*Stored items:*
--

PR #778, opened 2021-03-10
✨ create ports

### LINKED ISSUE #788: add the possibility to create custom ports
/kind feature

Some of the workloads in our clusters require network acceleration (SR-IOV). In order to support this requirement, we'd like to be able to create and attach custom ports to worker nodes.

We tried attaching the ports to compute instances after they were created, unfortunately this does not work for some reason, the VM needs to be created with the ports already attached.

We were also playing with a possibility to pre-create the ports and only let `capo` attach them during VM creation, but this does not fit the the ClusterAPI design - we only have access to `OpenstackMachineTemplate` and one port can be only attached to one instance.

It seems most natural to let `capo` also create the ports based on a [user-defined template](https://github.com/gophercloud/gophercloud/blob/bcd179f2c98de61525a99bf9310d698fd7786a17/openstack/networking/v2/ports/requests.go#L112-L125).
The most important settings for us is actually [vnic_type](https://github.com/gophercloud/gophercloud/blob/bcd179f2c98de61525a99bf9310d698fd7786a17/openstack/networking/v2/extensions/portsbinding/requests.go#L18) which needs to be set to direct.

jsen-:
We need to assign additional ports to the created instances with `vnic_type=direct`.
Attempting to assign this port to an existing VM will fail, so it needs to be done during the VM creation.

Fixes #788

This is a draft to start a conversation, maybe the goal can be achieved in a better way.

**Release note**:
```release-note
Added the ability to create and assign additional ports
```

/hold


jichenjc:
@jsen- I think I understand most of the code and purpose of this PR
can we create an issue to track the reason/purpose of the issue so that we can know more background ? Thanks

pkg/cloud/services/compute/instance.go
```diff
@@ -233,6 +235,16 @@ func createInstance(is *Service, clusterName string, i *infrav1.Instance) (*infr
 		return nil, fmt.Errorf("no ports with fixed IPs found on Subnet \"%s\"", i.Subnet)
 	}
 
+	for _, portCreateOpts := range i.Ports {
+		port, err := getOrCreatePort(is, i.Name+"-"+portCreateOpts.NameSuffix, portCreateOpts)
+		if err != nil {
+			return nil, err
```
jichenjc, line 241: should we delete those ports when delete cluster? I assume those ports are independent to VM lifecylce?

sbueringer:
> @jsen- I think I understand most of the code and purpose of this PR
> can we create an issue to track the reason/purpose of the issue so that we can know more background ? Thanks

Yup, I would also like to understand why we need additional ports.

fyi. The v1alpha4 PR has been merged onto master. So if this feature is targeted towards master/v1alpha4 it has to 
be implemented against the v1alpha4 CRDs now.

jsen-:
Sorry for the delay, I'm actually out-of-office, but will try to be responsive.

> can we create an issue to track the reason/purpose of the issue so that we can know more background ? Thanks
Done (#788)

> should we delete those ports when delete cluster? I assume those ports are independent to VM lifecylce?
Definitely, I will try to implement cleanup of the ports and update the PR

> So if this feature is targeted towards master/v1alpha4 it has to be implemented against the v1alpha4 CRDs now.
I'm assuming, rebase should be enough, am I correct?

sbueringer:
@jsen- More or less. You have to rebase onto master and make your changes in the api/v1alpha4 folder instead of api/v1alpha3 but the structs are almost the same so there shouldn't be a lot to adjust

api/v1alpha4/openstackmachine_types.go
```diff
@@ -61,6 +61,9 @@ type OpenStackMachineSpec struct {
 	// UUID, IP address of a port from this subnet will be marked as AccessIPv4 on the created compute instance
 	Subnet string `json:"subnet,omitempty"`
 
+	// create and assign additional ports to instances
+	Ports []PortOpts `json:"ports,omitempty"`
```
hidekazuna, line 65: We only need VNICType actually. I try to find a light solution.
In my understanding, SR-IOV setting is done per compute node, but real use case is that create network for SR-IOV and create port for it. How about adding VNICType to NetworkParam? At least we can use existing network with SR-IOV.



we can add only VNICType. Because only VNICType is needed for SR-IOV.

In my understanding, OpenStack can change SR-IOV setting per compute node, but Cluster API can change the setting per MachineDeployment in availability zone.




Since we need only VNICType for SR-IOV, it seems

pkg/cloud/services/compute/instance.go
sbueringer: I implemented a cleanup orphaned port logic in one of my PRs before the sec group deletion. But it would be good if we try to delete all ports during machine deletion which we created for this machine before.

iamemilio:
Hi! We are actually working on something similar for RedHat OpenShift. Here is our work based off of a fork of the v1aplha1 API: https://github.com/openshift/cluster-api-provider-openstack/pull/170. The only difference in functionality between these two is that your patch does not account for allowing portSecurity to be set. In our platform, this would be a blocker. Other than that, where our implementation diverges the most  is that we chose to automate the creation of the additional ports in the network and subnet param, but I do like your changes to allow for additional ports to be added explicitly.

api/v1alpha4/openstackmachine_types.go
iamemilio: +1 Since Network param and Subnet Param are no longer nested in v1aplha4 api, it would also make sense to be able to set the vnicType in the subnet, in case that is a user's preferred way to set an interface.

jichenjc:
> 
> I am hoping that we could align our work on this feature, since we are hoping to convert to v1alpha4, or potentially v1beta at some point in the future.

+1 to see this happen , thanks @iamemilio

api/v1alpha4/openstackmachine_types.go
sbueringer: I'm basically fine with whatever option you get consensus on :)
But just asking. We didn't change NetworkParam and SubnetParam from v1alpha4 and as far as I can see they are still nested. Did I miss something that they are not nested anymore ? :)

sbueringer:
> > I am hoping that we could align our work on this feature, since we are hoping to convert to v1alpha4, or potentially v1beta at some point in the future.
> 
> +1 to see this happen , thanks @iamemilio

+1 for me too. I think this should be possible

api/v1alpha4/openstackmachine_types.go
iamemilio: I could be misunderstanding, but: https://github.com/kubernetes-sigs/cluster-api-provider-openstack/blob/e1a13286736fd151106ddadd730a250713efde71/api/v1alpha4/openstackmachine_types.go#L57-L62

It looks like they are their own isolated api entry. Its very possible that I am incorrect though :)

api/v1alpha4/types.go
```diff
@@ -116,6 +120,28 @@ type SubnetFilter struct {
 	NotTagsAny      string `json:"notTagsAny,omitempty"`
 }
 
+type PortOpts struct {
+	NetworkID           string              `json:"networkId" required:"true"`
```
adduarte, line 124: is there any value to adding a SubnetID field? 
I would seem overkill, but there always seems to be a case where it would be nice to easily lookup the subnetID based on port.

iamemilio: Also, if your goal is to support SR-IOV, then you will need to be able to set portSecurity on the ports.

iamemilio:
:space_invader: Our team discussed things, and due to our timeline, we need to merge the patch in our fork for now so that we can unblock our quality assurance team. However, we are still going to collaborate with you on this feature and will also be filing a bug against our platform to meet feature and api parity with the results of this pull request. :smiley:

api/v1alpha4/openstackmachine_types.go
sbueringer: Ah now I get what lead to this assumption. This Subnet is only for the AccessIPv4 "selection". (it was introduced in https://github.com/kubernetes-sigs/cluster-api-provider-openstack/pull/756)

SubnetParam is still nested.

https://github.com/kubernetes-sigs/cluster-api-provider-openstack/blob/e1a13286736fd151106ddadd730a250713efde71/api/v1alpha4/types.go#L61-L70

As mentioned elsewhere we have to rethink our design / CRD sooner or later as it's not that thought out / consistent.

iamemilio: ah ok, that makes sense now. thanks for explaining!

api/v1alpha4/types.go
```diff
@@ -116,6 +120,28 @@ type SubnetFilter struct {
...
+	FixedIPs            []ports.IP          `json:"fixedIPs,omitempty"`
+	DeviceID            string              `json:"deviceID,omitempty"`
+	DeviceOwner         string              `json:"deviceOwner,omitempty"`
+	TenantID            string              `json:"tenantID,omitempty"`
+	ProjectID           string              `json:"projectID,omitempty"`
+	SecurityGroups      *[]string           `json:"securityGroups,omitempty"`
+	AllowedAddressPairs []ports.AddressPair `json:"allowedAddressPairs,omitempty"`
+
+	// The ID of the host where the port is allocated
+	HostID string `json:"binding:host_id,omitempty"`
```
iamemilio, line 138:
```suggestion
	HostID string `json:"binding:hostID,omitempty"`
```
I would prefer to stick to camel case

api/v1alpha4/types.go
```diff
@@ -116,6 +120,28 @@ type SubnetFilter struct {
...
+
+	// The virtual network interface card (vNIC) type that is bound to the
+	// neutron port.
+	VNICType string `json:"binding:vnic_type,omitempty"`
```
iamemilio, line 142: ^

api/v1alpha4/types.go
sbueringer, line 124:
```suggestion
	NetworkID           string              `json:"networkID" required:"true"`
```

pkg/cloud/services/compute/instance.go
```diff
@@ -486,6 +497,62 @@ func isDuplicate(list []string, name string) bool {
 	return false
 }
 
+func getOrCreatePort(is *Service, name string, portOpts infrav1.PortOpts) (*ports.Port, error) {
+	existingPorts, err := listPorts(is, ports.ListOpts{
```
iamemilio, line 501: IMO these infra re-use logic blocks are problematic:
- what happens if the port you find with the same name does not meet the other requirements specified by the user?
- what happens if a port with this name exists in 2 different networks/subnets?
- what happens if another service takes this port before we call instance create?

Feel free to ignore this, since I realize that this behavior is consistent across the api. I may file a bug about this to cover all the parts of the API that do this.

sbueringer:
@jsen- in case you don't have time to address the review findings, just let us know :)

pkg/cloud/services/compute/instance.go
```diff
@@ -486,6 +497,62 @@ func isDuplicate(list []string, name string) bool {
...
+	}
+	if len(existingPorts) == 0 {
+		createOpts := ports.CreateOpts{
+			Name:                name,
+			NetworkID:           portOpts.NetworkID,
+			Description:         portOpts.Description,
+			AdminStateUp:        portOpts.AdminStateUp,
+			MACAddress:          portOpts.MACAddress,
+			DeviceID:            portOpts.DeviceID,
+			DeviceOwner:         portOpts.DeviceOwner,
```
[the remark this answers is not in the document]
jsen-: I included all available port options to widen the range of usefulness of this PR
now I removed both properties as it doesn't probably make sense to include them

pkg/cloud/services/compute/instance.go
jsen-: > this behavior is consistent across the api
this is where I was coming from and just matching based on `name` is "good enough"™ for us
also didn't want to complicate the PR too much

jsen-:
@sbueringer I'm back, sorry for the delay :) trying to address all the points above
Currently I'm implementing the port deletion logic

Can somebody help with the failing tests? There are several occurrences of `undeclared name: Convert_v1alpha4_Instance_To_v1alpha3_Instance` and I have no idea what this is or how to fix it

sbueringer:
> @sbueringer I'm back, sorry for the delay :) trying to address all the points above
> ~Currently I'm implementing the port deletion logic~ added in [002e4e4](https://github.com/kubernetes-sigs/cluster-api-provider-openstack/commit/002e4e4ef63ab7a7c7324d22b40341e030ec3ba3)
> 
> Can somebody help with the failing tests? There are several occurrences of `undeclared name: Convert_v1alpha4_Instance_To_v1alpha3_Instance` and I have no idea what this is or how to fix it

No worries, just wanted to ask :)

The issue is that we're generation conversion code. Conversion code is used so that v1alpha4 resources can be converted to v1alpha3 and vice-versa by our conversion webhook.

Most of the conversion code is just generated. In case the generator doesn't know how to convert some structs, the conversion logic has to be implemented by us.

The conversion logic for v1alpha3<=>v1alpha4 is generated into `./api/v1alpha3`. Our custom implemenations are in `./api/v1alpha3/conversion.go`, e.g.:
https://github.com/kubernetes-sigs/cluster-api-provider-openstack/blob/master/api/v1alpha3/conversion.go#L112-L114

tl;dr you have to add the funcs which are missing in `./api/v1alpha3/conversion.go` and implement the conversion. In some cases thos funcs are basically empty because there are new structs/fields and then there's nothing to do. The signature of the func can be infered by the way it's called in `./api/v1alpha3/zz_generated.conversion.go`

pkg/cloud/services/compute/instance.go
iamemilio: Don't worry about it, I will open an issue for it

api/v1alpha4/types.go
```diff
@@ -116,6 +120,26 @@ type SubnetFilter struct {
...
+	AdminStateUp        *bool               `json:"adminStateUp,omitempty"`
+	MACAddress          string              `json:"macAddress,omitempty"`
+	FixedIPs            []ports.IP          `json:"fixedIPs,omitempty"`
+	TenantID            string              `json:"tenantID,omitempty"`
+	ProjectID           string              `json:"projectID,omitempty"`
+	SecurityGroups      *[]string           `json:"securityGroups,omitempty"`
+	AllowedAddressPairs []ports.AddressPair `json:"allowedAddressPairs,omitempty"`
+
+	// The ID of the host where the port is allocated
+	HostID string `json:"binding:hostID,omitempty"`
```
iamemilio, line 136:
```suggestion
	HostID string `json:"hostID,omitempty"`
```

api/v1alpha4/types.go
```diff
@@ -116,6 +120,26 @@ type SubnetFilter struct {
...
+
+	// The virtual network interface card (vNIC) type that is bound to the
+	// neutron port.
+	VNICType string `json:"binding:vnicType,omitempty"`
```
iamemilio, line 140:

--

*Task requirements:* Consider the entries above and return each line with the string "NetworkID".

*Written answer:*
+	NetworkID           string              `json:"networkId" required:"true"`
	NetworkID           string              `json:"networkID" required:"true"`
+			NetworkID:           portOpts.NetworkID,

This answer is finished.